■ **Directions for this task**: Below are the records; collect from them each line containing the string "have".

====

PR #3990, opened 2026-08-25
Translate the signed overflow intrinsics, memcpy.inline, ptrmask and objectsize instead of rejecting them

pvelesko:
Six intrinsics that have an exact expression in core SPIR-V are rejected by the writer, so ordinary hardened C++ (`__builtin_sub_overflow`, `__builtin_mul_overflow`) and `_FORTIFY_SOURCE` code turns into a translation failure with no source location:

```
InvalidFunctionCall: Unexpected llvm intrinsic:
 llvm.ssub.with.overflow.i32 [Src: lib/SPIRV/SPIRVWriter.cpp:5684 false ]
```

`llvm.sadd.with.overflow` and `llvm.ssub.with.overflow` now become `OpIAdd` / `OpISub` plus the sign comparison that detects the overflow. An addition overflows when both operands share a sign that the result does not have; a subtraction overflows when the operands have different signs and the result does not have the sign of the minuend. Both are `((X ^ A) & (Y ^ B)) < 0` over the appropriate operand pairs. The scalar `sadd` overloads still go through the hand written helper functions in `SPIRVLowerLLVMIntrinsic`, whose table is keyed on the exact intrinsic name; only the vector overloads, which that table does not name, reach the writer. Moving the scalar overloads onto the inline expansion as well would be a separate change.

`llvm.smul.with.overflow` becomes `OpSMulExtended`. From the SPIR-V specification, `specs/binary.adoc`, OpSMulExtended:

```
Member 0 of the result gets the low-order bits of the multiplication.

Member 1 of the result gets the high-order bits of the multiplication.
```

so the product is representable in the operand width exactly when the high half is the sign extension of the low half, which is `OpShiftRightArithmetic` of member 0 by `bits - 1` compared against member 1 with `OpINotEqual`. `OpSMulExtended` carries no capability requirement, and the reader already maps it to `__spirv_SMulExtended`, so the round trip works. All three predicates were checked exhaustively over every `i8` operand pair against `__builtin_{add,sub,mul}_overflow`, with zero mismatches.

`llvm.memcpy.inline` joins the `llvm.memcpy` path. LangRef says the intrinsics "copy a block of memory from the source location to the destination location and guarantees that no external functions are called", and `OpCopyMemorySized` is an instruction rather than a call, so the existing translation already satisfies that guarantee. The zero length case keeps dropping the intrinsic entirely, since `OpCopyMemorySized` with a Size of 0 is invalid SPIR-V.

`llvm.ptrmask` is expanded in `SPIRVRegularizeLLVM` into the sequence LangRef specifies, with `iPtrIdx` the index type size of the pointer:

```
%intptr = ptrtoint ptr %ptr to iPtrIdx ; this may truncate
%masked = and iPtrIdx %intptr, %mask
%diff = sub iPtrIdx %masked, %intptr
%result = getelementptr i8, ptr %ptr, iPtrIdx %diff
```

====

■ **The completed task**:
Six intrinsics that have an exact expression in core SPIR-V are rejected by the writer, so ordinary hardened C++ (`__builtin_sub_overflow`, `__builtin_mul_overflow`) and `_FORTIFY_SOURCE` code turns into a translation failure with no source location:
`llvm.sadd.with.overflow` and `llvm.ssub.with.overflow` now become `OpIAdd` / `OpISub` plus the sign comparison that detects the overflow. An addition overflows when both operands share a sign that the result does not have; a subtraction overflows when the operands have different signs and the result does not have the sign of the minuend. Both are `((X ^ A) & (Y ^ B)) < 0` over the appropriate operand pairs. The scalar `sadd` overloads still go through the hand written helper functions in `SPIRVLowerLLVMIntrinsic`, whose table is keyed on the exact intrinsic name; only the vector overloads, which that table does not name, reach the writer. Moving the scalar overloads onto the inline expansion as well would be a separate change.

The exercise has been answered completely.